Fügen Sie den interagierenden Proteinpartner – das Beuteprotein – hinzu, das mit Histidinresten markiert ist, um die Quantifizierung zu erleichtern. Inkubieren Sie, so dass das Beuteprotein spezifisch an seinen interaktiven Partner – den Köder – binden kann. Fügen Sie eine Lösung von Anti-Histidin-Antikörpern hinzu, die mit Meerrettichperoxidase-Enzymen konjugiert sind, die an die Beute binden und einen Köder-Beute-Antikörper-Komplex bilden.
Eine Lösung, die das Substrat des Enzyms und Wasserstoffperoxid enthält, pipettieren und inkubieren.
Das Meerrettichperoxidase-Enzym verwendet Wasserstoffperoxid für die katalytische Oxidation seines Substrats – und bildet ein blau gefärbtes Produkt. Fügen Sie eine saure Lösung hinzu, die das Enzym denaturiert, um die Reaktion zu stoppen und ein gelbes Reaktionsprodukt zu bilden.
Messen Sie mit einem Mikroplatten-Reader die Farbintensität des Produkts, die proportional zur Menge des gebundenen Beuteproteins ist und eine erfolgreiche Protein-Protein-Interaktion anzeigt.
Zur Vorbereitung des ELISA geben Sie 100 Mikroliter Proteinlösung in jede Vertiefung einer Polysorp-Mikrotiterplatte. Verschließen Sie die Platten mit dem Deckel und lagern Sie sie über Nacht bei 4 Grad Celsius, um die Immobilisierung des Proteins in den Mikrotiterplatten-Vertiefungen zu erleichtern. Entsorgen Sie die Lösung aus der Mikrotiterplatte, indem Sie sie kopfüber über die Spüle kippen. Waschen Sie dann die Vertiefungen dreimal mit 300 Mikrolitern PBS pro Vertiefung.
Blockieren Sie die beschichteten Vertiefungen 1 Stunde lang bei Raumtemperatur mit PBS mit 2,5 Gewichtsprozent BSA. Nach dem Entfernen der Blockierungslösung waschen Sie die Vertiefungen dreimal mit 300 Mikrolitern PBST pro Vertiefung. Geben Sie nun 100 Mikroliter 50 nanomolare rekombinante His-markierte PH zu jeder Probe. Geben Sie in die Kontrollvertiefungen nur 100 Mikroliter PBS-BSA. Inkubieren Sie die Platte 1 Stunde lang bei Raumtemperatur.
Nach der Inkubation verwerfen Sie die Proteinlösung und entfernen die ungebundenen Proteine, indem Sie die Vertiefungen dreimal mit 300 Mikrolitern PBST pro Vertiefung waschen. Fügen Sie dann 100 Mikroliter PBS-BSA hinzu, das Meerrettichperoxidase-konjugierte polyklonale Anti-His-Antikörper enthält.

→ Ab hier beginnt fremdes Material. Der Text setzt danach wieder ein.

PR #5057, opened 2019-08-20
Fix Install Linting Issues

alzimmermsft:
Removed newlines from regex ORs to prevent them from failing to match. Fixed JavadocPackage ignore as that isn't a custom check.

PR #5058, opened 2019-08-20
A minor fix that bring back JavadocPackage check 

mssfang:
A minor fix that bring back JavadocPackage check


conniey:
This overlaps with @alzimmermsft 's PR #5057. I don't think you need this.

Nach einer 1-stündigen Inkubation bei Raumtemperatur waschen Sie die Vertiefungen dreimal mit 300 Mikrolitern PBST pro Vertiefung. Weisen Sie die Antigen-Antikörper-Komplexe nach, indem Sie 100 Mikroliter ELISA-Nachweisreagenz in jede Vertiefung geben. Fügen Sie dann 50 Mikroliter 1 molare Schwefelsäure pro Vertiefung hinzu, um die Reaktion zu stoppen. Messen Sie die optische Dichte der Vertiefungen bei 450 Nanometern mit einem Mikroplatten-Reader.